[Stored data entries]
────────
PR #3842, opened 2026-07-14
test(cli): re-enable py generate default-banner test

anxkhn:
The CLI `composio generate py` suite had exactly one skipped test, and its
assertions had silently rotted. The test at
`ts/packages/cli/test/src/commands/py/py.generate.cmd.test.ts` was disabled with
`it.scoped.skip`, and its two inline snapshots still carried the **old** two-line
generator banner:

```
# Auto-generated by Composio CLI via `composio py generate`.
# Do not modify manually.
```

The generator now emits a single line derived from the `BANNER` constant
(`src/generation/constants.ts`), threaded through as `banner: BANNER` in
`commands/py/commands/py.generate.cmd.ts` and rendered as `# ${banner}.` in
`generation/python/generate-toolkit-sources.ts`. Because the test was skipped,
nothing caught the drift, so both the coverage and the snapshot went stale.

The skip existed for a real reason: that test targeted the no-argument default
path, which auto-detects the install location via
`uv run python -c "import composio"`. In the test harness that resolution walks
out of the venv-less fixture, so it cannot run deterministically in-process
(re-enabling the true uv-detection path is intentionally left out of scope).

This PR re-enables the test against a provided `--output-dir` (the mode every
other generate test in the file already uses) and asserts the invariant that
actually rotted, without reintroducing a brittle 150-line inline snapshot.

Fixes #

## Changes

- Re-enable the previously `it.scoped.skip`-ped default-banner test in
  `ts/packages/cli/test/src/commands/py/py.generate.cmd.test.ts` as a runnable
  `it.scoped`.
- Generate via `--output-dir` instead of relying on uv install-location
  auto-detection.
- Import `BANNER` from `src/generation/constants` and assert each generated
  file's first line equals `# ${BANNER}.`, so the check tracks the constant and
  cannot silently rot again.
- Keep light structural assertions (`class GMAIL:` / `slug: str = "gmail"`,
  `class SLACK:` / `slug: str = "slack"`) and the existing `assertPythonIsValid`
  compile check; drop the two stale inline snapshots.

Net: +28 / -61 lines in a single test file. This removes the suite's only
skipped test.

## Type of change

- [x] Bug fix
- [ ] New feature
- [ ] Refactor/Chore
- [ ] Documentation
- [ ] Breaking change

(Test-only bug fix: a rotted, skipped test is restored to a passing regression
guard. No production code changes.)

## How Has This Been Tested?

Run from `ts/packages/cli` on Node 24 (matches the mise pin `node=24.17.0`):

- Focused suite (the changed file):
  `vitest run test/src/commands/py/py.generate.cmd.test.ts`
  -> **11 passed, 0 skipped** (previously 10 passed + 1 skipped).
- Broader generate surface (`ts.generate.cmd.test.ts` + `generate.cmd.test.ts`):
  **26 passed** (37 across the generate tests).
- Required typecheck (per `ts/packages/cli/AGENTS.md`, `typecheck` = src + test):
  `tsgo --noEmit -p tsconfig.test.json` and `-p tsconfig.src.json` -> both exit 0.
- Formatting: `prettier --check` on the file -> clean. (Root ESLint config ignores
  `**/test/**`, so the test file is intentionally not linted.)

Regression guard proven, not assumed: temporarily changing the generator's banner
format from `# ${banner}.` to `## ${banner}.` makes the re-enabled test fail with
`expected '## Auto-generated...' to be '# Auto-generated...'`; restoring it turns
the test green. This isolates the guard from the constant itself, so it is not a
tautology.

n/a (test-only change).

## Checklist

- [ ] I updated documentation as needed (n/a - test-only)
- [x] I added tests or explain why not applicable (this PR restores an existing
  test)
- [ ] I added a changeset if this change affects published packages (n/a -
  test-only, no published-package change)

## Additional context

I deliberately did not reintroduce a full inline snapshot for the two generated
files. The sibling `--output-dir` test in the same file already snapshots
`gmail.py` / `slack.py` byte-for-byte (banner line included) against the same
fixture data, so a second snapshot would be duplicate, churn-prone noise. The
first-line-equals-`BANNER` assertion plus the compile check is the smaller,
more durable guard for the invariant that had actually rotted.


anxkhn:
@jkomyno when you have a chance, could you please take a look at this pr and let me know if any update is needed?

jkomyno:
Thanks for the contribution. I’m closing this PR because it neither fixes a user-facing issue nor adds meaningful test coverage.

The skipped test was intended to cover `composio generate py` without arguments, including automatic installation-location detection. Passing `--output-dir` bypasses that path and duplicates the next test, which already checks the generated output, banner, and Python validity.

If we revisit this, we should make the actual no-argument path deterministic in the test harness.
────────
*Problem*. Above are the records; report how many of their lines hold the string "both", with no other words.

*Task answer*. 2